## [Goal of the exercise]
Starting at the line with "--- a/data.json", repeat every line exactly until the records end, including the last one.

## [Source data]
PR #5557, opened 2020-08-12
Icons for Popsicle

palob:
https://github.com/pop-os/popsicle

com system76 Popsicle
com system76 Popsicle-ci
com system76 Popsicle-sq

### DIFF
--- a/data.json
+++ b/data.json
@@ -16343,6 +16343,14 @@
             ]
         }
     },
+    "popsicle": {
+        "linux": {
+            "root": "popsicle",
+            "symlinks": [
+                "com.system76.Popsicle"
+            ]
+        }
+    },
     "portal": {
         "linux": {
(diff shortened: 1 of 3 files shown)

## [Answer for this exercise]
--- a/data.json
+++ b/data.json
@@ -16343,6 +16343,14 @@
             ]
         }
     },
+    "popsicle": {
+        "linux": {
+            "root": "popsicle",
+            "symlinks": [
+                "com.system76.Popsicle"
+            ]
+        }
+    },
     "portal": {
         "linux": {
(diff shortened: 1 of 3 files shown)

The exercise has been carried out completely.